### TASK INSTRUCTIONS
What lines in the records below mention "Point"? List them all.

### DATA FOR PROCESSING
----

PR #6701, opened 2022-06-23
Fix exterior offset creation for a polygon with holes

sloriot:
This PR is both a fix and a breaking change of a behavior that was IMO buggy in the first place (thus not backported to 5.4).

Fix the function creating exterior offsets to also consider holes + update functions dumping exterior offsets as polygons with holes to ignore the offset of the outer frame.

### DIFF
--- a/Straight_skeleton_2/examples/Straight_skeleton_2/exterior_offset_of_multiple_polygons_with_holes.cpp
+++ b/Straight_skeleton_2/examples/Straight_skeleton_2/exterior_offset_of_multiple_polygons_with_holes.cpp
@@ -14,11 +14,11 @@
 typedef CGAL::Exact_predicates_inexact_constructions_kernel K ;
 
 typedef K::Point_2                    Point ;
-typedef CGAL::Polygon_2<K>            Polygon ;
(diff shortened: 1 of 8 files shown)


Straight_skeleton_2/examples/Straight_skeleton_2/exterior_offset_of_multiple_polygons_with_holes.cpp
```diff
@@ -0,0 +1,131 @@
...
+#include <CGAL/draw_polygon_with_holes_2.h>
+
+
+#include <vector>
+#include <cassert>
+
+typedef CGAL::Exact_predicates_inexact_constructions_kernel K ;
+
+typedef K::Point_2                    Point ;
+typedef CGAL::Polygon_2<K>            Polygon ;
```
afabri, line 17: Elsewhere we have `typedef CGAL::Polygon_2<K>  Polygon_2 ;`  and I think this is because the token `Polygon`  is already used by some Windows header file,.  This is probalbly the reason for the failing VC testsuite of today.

----

### THE COMPLETED TASK
 typedef K::Point_2                    Point ;
+typedef K::Point_2                    Point ;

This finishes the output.